Bolsonaro desconfia de Mourão, diz mídia Lusa

Do Diário de Notícias (Portugal) Hamilton Mourão, que ainda ontem defendeu que Lula fosse ao enterro do irmão, tem agenda própria e, muitas vezes, na contramão do presidente. O ideólogo da direita brasileira, Olavo de Carvalho, contra-atacou.
“Senhor Lauro Jardim, isso não é jornalismo, isso é terrorismo”, disse Jair Bolsonaro, em vídeo publicado nas redes sociais em fevereiro de 2018, dirigindo-se a um colunista do jornal O Globo. Jardim havia escrito que, em palestra para empresários, Bolsonaro sugerira metralhar a favela da Rocinha caso os traficantes não abandonassem o local, uma notícia que o então pré-candidato à presidência da República brasileira classificou de “falsa”, de “barbaridade” e de “loucura”. De então para cá, os filhos de Bolsonaro e outros membros do núcleo presidencial atacam o jornalista sem piedade nas redes sociais.
Avancemos um ano, para terça-feira desta semana, dia 29. Enquanto Bolsonaro, sedado, se recupera de operação aos intestinos, o seu vice-presidente, general Hamilton Mourão, assume a presidência interina do Brasil por 48 horas. Quase no fim do expediente, recebe, imagine-se, Jardim, alvo de Bolsonaro, dos seus filhos e do restante círculo íntimo do presidente, para uma conversa. ?? saída do encontro, o vice-presidente ainda diz considerar a presença de Lula da Silva no enterro do irmão mais velho, falecido instantes antes, “uma questão humanitária”. O antigo presidente é o maior alvo político de Bolsonaro.
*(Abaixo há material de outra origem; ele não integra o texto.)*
PR #11983, opened 2022-07-21
Fix Karma tests

merapi:
## Summary

I'm testing if my commit will fix all the issues.

So far fixed:
`should allow adding new text style from multi-selection`:
With higher thumbnails, the Canvas became a little bit smaller and because the Paragraph is only 21px high it was not selected by the 20,20 click.
Initially wanted to reuse our other `selectTarget` function that clicks in the center of the bounding box, but in this case it is also failing because of the rotation handle:
Screenshot 2022-07-21 at 15 25 14

| Old Canvas | New Canvas | New Old Canvas ;] |
|-----|-----|-----|
|  Screenshot 2022-07-21 at 15 14 37   |  Screenshot 2022-07-21 at 15 15 08   | Screenshot 2022-07-22 at 11 08 09 |

## Testing Instructions

1.

## Checklist

---

Fixes #

### DIFF
--- a/packages/story-editor/src/components/canvas/layout.js
+++ b/packages/story-editor/src/components/canvas/layout.js
@@ -85,7 +85,7 @@ const LayerGrid = styled.section`
   */
   grid:
     'h h h h h h h' ${HEADER_HEIGHT}px
-    '. . . t . . .' minmax(16px, 1fr)
+    '. . . t . . .' minmax(10px, 1fr)
     'p b . c . f n' var(--viewport-height-px)
     '. . . . . . .' 1fr
     'w w w w w w w' ${({ footerHeight }) => footerHeight}px
--- a/packages/story-editor/src/components/canvas/layout.js
+++ b/packages/story-editor/src/components/canvas/layout.js
@@ -85,7 +85,7 @@ const LayerGrid = styled.section`
   */
   grid:
     'h h h h h h h' ${HEADER_HEIGHT}px
-    '. . . t . . .' minmax(10px, 1fr)
+    '. . . t . . .' minmax(${HEADER_GAP}px, 1fr)
     'p b . c . f n' var(--viewport-height-px)
     '. . . . . . .' 1fr
     'w w w w w w w' ${({ footerHeight }) => footerHeight}px
--- a/packages/story-editor/src/constants/index.js
+++ b/packages/story-editor/src/constants/index.js
@@ -21,7 +21,7 @@ export * from './performanceTrackingEvents';
 
 export const ADMIN_TOOLBAR_HEIGHT = 32;
 export const HEADER_HEIGHT = 64;
-export const HEADER_GAP = 16;
+export const HEADER_GAP = 10;
 export const CANVAS_MIN_WIDTH = 570;
 export const SIDEBAR_WIDTH = 360;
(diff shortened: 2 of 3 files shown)


packages/story-editor/src/constants/index.js
```diff
@@ -21,7 +21,7 @@ export * from './performanceTrackingEvents';
 
 export const ADMIN_TOOLBAR_HEIGHT = 32;
 export const HEADER_HEIGHT = 64;
-export const HEADER_GAP = 16;
+export const HEADER_GAP = 10;
```
miina, line 24: Hm, is this reverting any of the changes requested by design / does this have any visual impact that needs to be followed up?

miina (approved):
Tests are passing!

packages/story-editor/src/constants/index.js
merapi: It looks like there are more places that are sensitive to the actual canvas size on the screen (my first fix didn't fix all of them), so I thought it would be better to get the old size back by reducing the whitespace by a tiny bit and tested that here, I see no cons to that solution and we get the old/bigger canvas (why make it smaller?) and the whitespace around the canvas is still big IMO (we could reduce it even more, but we would have to adjust the tests). WDYT @swissspidy ?

packages/story-editor/src/components/canvas/layout.js
```diff
@@ -85,7 +85,7 @@ const LayerGrid = styled.section`
   */
   grid:
     'h h h h h h h' ${HEADER_HEIGHT}px
-    '. . . t . . .' minmax(16px, 1fr)
+    '. . . t . . .' minmax(10px, 1fr)
```
swissspidy: Should we use `HEADER_GAP` here?

packages/story-editor/src/constants/index.js
swissspidy: Do you perhaps have a before/after screenshot for this change?

merapi: Added to the table^ @swissspidy

swissspidy: Thanks! The difference is indeed minimal. Seems fine to me 👍

merapi:
I'm getting a lot of:
```
[percy] Encountered an error uploading snapshot: CUJ: Text Sets (Text and Shape Combinations): Using Text Sets should allow user to drag and drop text set onto page: Text set dragged
[percy] Error: Cannot create snapshot, the build is already finalized. If this happens frequently in a parallel test suite, you may want to use a "finalize all" step in CI: https://docs.percy.io/docs/parallel-test-suites#using-finalize-all
```

swissspidy:
IIRC that happens when re-running the same job, because the nonce we use never changes. I can whip up a quick PR that might address this.

merapi:
> IIRC that happens when re-running the same job, because the nonce we use never changes. I can whip up a quick PR that might address this.

Right, I'm re-running the failed job, but I did in the past and it worked fine now 6th attempt with those failures 🤔

swissspidy:
But aren't there still some failing Karma tests? 🤔

merapi:
@swissspidy This is Karma 1/4:
`[percy] Error: Can only finalize pending builds
Error: Process completed with exit code 1.`

PR #12021, opened 2022-07-26
Code Quality: Remove hotlinking feature flag code 

### LINKED ISSUE #11997: Code Quality: Remove hotlinking feature flag code
## Task Description

This feature has been enabled by default in v1.23.0. Time to remove all code around the feature flag check.

Three feature flags:

* `videoPosterHotlinking`
* `linkIconHotlinking`
* `posterHotlinking`

timarney:
## Context

This feature has been enabled by default in v1.23.0. 

## Summary

Removes feature flags for:

`videoPosterHotlinking`
`linkIconHotlinking`
`posterHotlinking`

## Testing Instructions

1. Verify that hotlinking for story poster, video poster, and link icon is available and enabled and works for both contributors and admins
2. Other functionality should be left unchanged.

No

No

No

## Checklist

---

Fixes #11997


packages/wp-story-editor/src/components/documentPane/publish/publish.js
```diff
@@ -366,7 +363,7 @@ function PublishPanel({ nameOverride }) {
                 ariaLabel={__('Poster image', 'web-stories')}
                 onChangeErrorText={posterErrorMessage}
                 imgProps={featuredMedia}
-                canUpload={hasUploadMediaAction || enablePosterHotlinking}
+                canUpload={hasUploadMediaAction}
```
swissspidy: Isn't that a change in semantics?

Previously: `canUpload={hasUploadMediaAction || enablePosterHotlinking}`

But now we allow poster hotlinking by default (basically making `enablePosterHotlinking` always `true`), so technically this should be `canUpload={true}`, no?

packages/story-editor/src/components/publishModal/content/storyPreview.js
```diff
@@ -319,7 +316,7 @@ const StoryPreview = () => {
                     ariaLabel={__('Poster image', 'web-stories')}
                     onChangeErrorText={posterErrorMessage}
                     imgProps={featuredMedia}
-                    canUpload={hasUploadMediaAction || enablePosterHotlinking}
+                    canUpload={hasUploadMediaAction}
```
swissspidy: Same here, shouldn't this be `canUpload={true}`?

packages/story-editor/src/components/publishModal/content/storyPreview.js
```diff
@@ -295,7 +292,7 @@ const StoryPreview = () => {
                     data-testid="story_preview_logo"
                   />
                 )}
-                {(hasUploadMediaAction || enablePosterHotlinking) && (
+                {hasUploadMediaAction && (
```
swissspidy: Same here, with poster hotlinking always allowed we can remove this entire condition here, no?

packages/wp-story-editor/src/components/documentPane/publish/publish.js
timarney: Good point -- updated.

swissspidy:
Looks like some tests are failing now. Haven't checked closely, perhaps they need updating.

timarney:
> Looks like some tests are failing now. Haven't checked closely, perhaps they need updating.


```
expected document not to contain element, found <button data-testid="media-upload-button">Media Upload Button!</button> instead

      172 |     const uploadMediaButton = screen.queryByText('Media Upload Button!');
      173 |
    > 174 |     expect(uploadMediaButton).not.toBeInTheDocument();
          |                                   ^
      175 |   });
```

Looking into it.

timarney:
Tested with a user who doesn't have upload permissions  --- 

Screen Shot 2022-07-27 at 6 23 19 AM

=====

timarney:
Erroring on the `MediaInput`

> Element type is invalid: expected a string (for built-in components) or a class/function (for composite components) but got: undefined. You likely forgot to export your component from the file it's defined in, or you might have mixed up default and named imports.

    Check the render method of `ForwardRef(MediaInput)`.

includes/Experiments.php
```diff
@@ -289,42 +289,6 @@ public function get_experiments(): array {
...
-				'group'       => 'editor',
-				'default'     => true,
-			],
-			/**
-			 * Author: @spacedmonkey
-			 * Issue: #11777
-			 * Creation date: 2022-06-24
-			 */
-			[
-				'name'        => 'linkIconHotlinking',
```
miina, line 310: I can still see `videoPosterHotlinking` and `linkIconHotlinking` appearing in some Karma tests when doing a search in the whole codebase.

packages/story-editor/src/components/publishModal/content/storyPreview.js
miina: Not sure if you discussed this somewhere else that the comment was marked resolved, but since now `enablePosterHotlinking` is always `true`, wouldn't we always display this and can remove `hasUploadMediaAction` check as well?

timarney:
> Not sure if you discussed this somewhere else that the comment was marked resolved, but since now enablePosterHotlinking is always true, wouldn't we always display this and can remove hasUploadMediaAction check as well?

It was flagged for removal but removing seems to be causing other issues -- test failures + this error https://github.com/GoogleForCreators/web-stories-wp/pull/12021#issuecomment-1196559746 thinking there's something deeper into one of the child components around the `can user upload` perms.

miina:
> [#12021 (comment)](https://github.com/GoogleForCreators/web-stories-wp/pull/12021#discussion_r937569971)
> 
> > Not sure if you discussed this somewhere else that the comment was marked resolved, but since now enablePosterHotlinking is always true, wouldn't we always display this and can remove hasUploadMediaAction check as well?
> 
> It was flagged for removal but removing seems to be causing other issues -- test failures + this error [#12021 (comment)](https://github.com/GoogleForCreators/web-stories-wp/pull/12021#issuecomment-1196559746) thinking there's something deeper into one of the child components around the `can user upload` perms.

Hm, okay. I suppose we can leave as is then. Just by reading the code I assumed that the whole component could always displayed but `canUpload` should only be `true` in case of `hasUploadMediaAction`.

timarney:
> Hm, okay. I suppose we can leave as is then. Just by reading the code I assumed that the whole component could always displayed but canUpload should only be true in case of hasUploadMediaAction.

I'll take another look --- see if I can spot anything

swissspidy:
@timarney That `hasUploadMediaAction` must go away. Otherwise contributors cannot update the story poster in the pre-publish dialog. Notice the missing button here:

Screenshot 2022-08-09 at 11 10 10


Quickly addressed it in 96029c07d382d2a2214b9d3cfa0f298eb5a3af14 but there might be more tests that need updating.

timarney:
@swissspidy any idea why removing that causes issues with the MediaInput (at least in the tests).
 
 ```javascript
 detail: Error: Element type is invalid: expected a string (for built-in components) or a class/function (for composite components) but got: undefined. You likely forgot to export your component from the file it's defined in, or you might have mixed up default and named imports.
  
  Check the render method of `ForwardRef(MediaInput)`.
  ```

swissspidy:
That test renders the pre-publish modal without defining `MediaUpload` in the `configValue` in its `arrange()` function. See how the `storyPreview.js` test does it:

https://github.com/GoogleForCreators/web-stories-wp/blob/a6b3cb6047426b680db026413ca69588b13e99d0/packages/story-editor/src/components/publishModal/test/storyPreview.js#L60-L68

Now that we removed this condition, the `MediaUpload` component is always rendered by this test. But because it's `undefined` there's an error.

swissspidy (approved):

miina (approved):

PR #12022, opened 2022-07-26
Editor: Changed video recording trim to happen before insertion

### LINKED ISSUE #11988: Media Recording - Trimming: Better user experience
## Feature Description

Current version:
When you click the Insert button after trimming - we insert the full-length video on the Canvas and the trimmed video will appear in the Media panel after the processing is done.

We want to change it so that you wait on the trimming UI (with a proper message) until the processing is done and we insert the trimmed video. It should also be easier to generate a correct thumbnail for the trimmed video that way?

So it will fix the issues from https://github.com/GoogleForCreators/web-stories-wp/pull/11908:
- [x] The preview on-canvas while the video is being trimmed and uploaded is also not trimmed, but shows the full duration
- [x] The generated thumbnail is taken from the start of the full video, not the start of the trimmed video

barklund:
## Context

This moves the actual trimming of the video recording up so it happens as soon as the user presses "trim", and not only when they press "insert".

## Todo

- [x] Make it work!
- [x] Fix bug around re-trimming ~(partially fixed, see comment below)~
- [x] Fix UX around waiting for trim to complete (with a progress bar perhaps?)

## User-facing changes
This flow now happens when trimming a new recording - the "cancel trim" button in the footer of course also works.
trimmy

## Testing Instructions

Steps to validate:
1. Start a video recording and record 10+ seconds of video
2. Click the trim button to start trimming the recording
3. Move any trim offset and press trim
4. Observe that trim happens instantly with a dialog informing you of this
5. Wait until trim completes (the shorter the faster)
6. Observe that the displayed video is only the trimmed bit
7. Click the trim button again
8. Observe that the original video is available to trim from, with the previously trimmed bit "preselected"
9. Abort trimming
10. Observe that the original trimmed video still displays correctly
11. Press insert
12. Observe that the trimmed video is uploaded and inserted to the page
13. Observe that the trimmed video has the correct duration and thumbnail

## Checklist

---

Fixes #11988


swissspidy:
Thanks for working on this 👍 

I originally had something simpler in mind without a dialog, but of course I didn't now the technical constraints around this.

Would be good to discuss this with @aaskedall to get his thoughts on this.

packages/story-editor/src/components/mediaRecording/useTrim.js
```diff
@@ -17,30 +17,46 @@
...
+
+function useTrim({ setDuration, onTrimmed, file }) {
   const [trimData, setTrimData] = useState({ start: 0, end: null });
   const [isTrimming, setIsTrimming] = useState(false);
+  const [isProcessingTrim, setIsProcessingTrim] = useState(false);
+  const { trimVideo } = useFFmpeg();
   const onTrim = useCallback(
-    (newTrimData) => {
+    async (newTrimData) => {
+      setIsTrimming(false);
```
miina: Hm, should this be set to `false` after the trimming has actually happened, after `newTrimData` as it was before? It seems that it's set to false right away `onTrim` currently?

packages/story-editor/src/components/mediaRecording/useTrim.js
```diff
@@ -17,30 +17,46 @@
...
       if (newTrimData) {
         setTrimData(newTrimData);
-        const millis = newTrimData.end - newTrimData.start;
-        const seconds = Math.ceil(millis / 1000);
-        setDuration(seconds);
+        setIsProcessingTrim(true);
```
miina, line 40: What's the difference between `processingTrim` and `isTrimming`? Does `processingTrim` include waiting until the playback has finished and `isTrimming` doesn't? Would be great to have a comment for readability to differentiate these two.

barklund: `isTrimming` means that the trimming interface is currently displayed and the user is adjusting trimming.
`isProcessingTrim` means that the "trimming in progress" dialog is currently displayed and the user is waiting. But yes, the first of these should probably be renamed to something more clear.

packages/story-editor/src/components/mediaRecording/useTrim.js
barklund: Yes, the trimming interface is hidden right away and the "trimming in progress" dialog is displayed instead.

barklund:
There is still an annoying bug with re-trimming an already trimmed video (while still in the recording mode). Sometimes the original blob URL doesn't work anymore, like it has been garbage collected (or `window.URL.revokeObjectURL` has been called), but I don't see why that should happen?

We need to fix this bug, but it's very inconsistent, so it's pretty hard to track down.

merapi:
We need to reset the last trimming session data, otherwise, you can end up at a dead end (no start/end markers):

image

The close button should probably work as a cancel button, otherwise, if you don't re-enter the trimming screen your video will be lost.

merapi (approved):
We have the known re-trimming bug and some edge cases to handle - otherwise looks good 👍🏻

packages/story-editor/src/components/mediaRecording/provider.js
```diff
@@ -233,12 +254,14 @@ function MediaRecordingProvider({ children }) {
   const previousBlobUrl = usePrevious(mediaBlobUrl);
 
   useEffect(() => {
-    if (previousBlobUrl && previousBlobUrl !== mediaBlobUrl) {
+    if (
+      previousBlobUrl &&
+      previousBlobUrl !== mediaBlobUrl &&
+      previousBlobUrl !== originalMediaBlobUrl
+    ) {
```
barklund, line 261: [I'm an idiot](https://github.com/GoogleForCreators/web-stories-wp/pull/12022#issuecomment-1204470892)!

> like it has been garbage collected (or window.URL.revokeObjectURL has been called), but I don't see why that should happen

Maybe because it has been revoked right here? 🤦  Well, I guess this fixes it though

packages/story-editor/src/components/mediaRecording/useTrim.js
```diff
@@ -17,30 +17,67 @@
...
     },
-    [setDuration]
+    [file, onTrimmed, setDuration, trimVideo]
   );
-  const startTrim = useCallback(() => setIsTrimming(true), []);
+  const startTrim = useCallback(() => setIsAdjustingTrim(true), []);
   const resetTrim = useCallback(() => {
-    setIsTrimming(false);
+    setIsAdjustingTrim(false);
     setTrimData({ start: 0, end: null });
```
barklund, line 59: I didn't actually reset the trim info in the reset function, so that's why it didn't work correctly.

Noutro episódio, logo após ser conhecida a decisão de Jean Wyllys de não aceitar o cargo de deputado e de optar por morar no estrangeiro (Espanha) em virtude das ameaças de morte recebidas, o “vice” disse que “ameaçar parlamentares é um crime contra a democracia”. Antes, Bolsonaro e um dos seus filhos tinham-se regozijado pelas redes sociais com a partida de Wyllys e, logo depois, influenciadores digitais próximos do presidente sugeriram que o exílio do deputado se devia a ligações a Adélio Bispo, o autor da facada de 6 de setembro.
Mourão já fora chamado a substituir o presidente enquanto decorria o fórum económico de Davos. Na ocasião, defendeu em entrevista que a flexibilização da posse de arma, decretada, com pompa, por Bolsonaro dias antes, não surtia efeito contra a violência. Em paralelo, recebeu o embaixador alemão no Brasil com o objetivo, afirmou, “de corrigir uma reputação meio errada do governo na União Europeia” – estava Bolsonaro nesse momento na Europa.
Entretanto, embora o caso de suposta corrupção envolvendo o filho do presidente e senador eleito Flávio Bolsonaro preocupe todo o governo e, em particular, a ala militar, pertenceram a Mourão as frases mais contundentes a esse respeito: “a lei é para todos” e “deve-se apurar e punir”.
Durante as últimas 48 horas de presidência interina, Mourão ainda teve dois encontros oficiais, um na segunda e outro na terça-feira, com representantes árabes no contexto do veto saudita à importação de carne de frango brasileira,onde retirou a promessa de Bolsonaro ao primeiro-ministro israelita Benjamin Netanyahu de mudar a embaixada brasileira de Telavive para Jerusalém.
ATAQUE DE OLAVOA não ser em surdina pelos corredores do Planalto, não houve ainda nenhuma reação do núcleo do presidente à ação de Mourão. Mas, a partir dos Estados Unidos, o filósofo Olavo de Carvalho, tido como guru intelectual de Bolsonaro, atacou-o após a reunião com o embaixador da Palestina. “Enquanto os israelitas estavam socorrendo as vítimas da tragédia de Brumadinho, o Mourão estava trocando beijinhos com a delegação palestina, prometendo que a nossa embaixada não vai mudar para Jerusalém”, afirmou.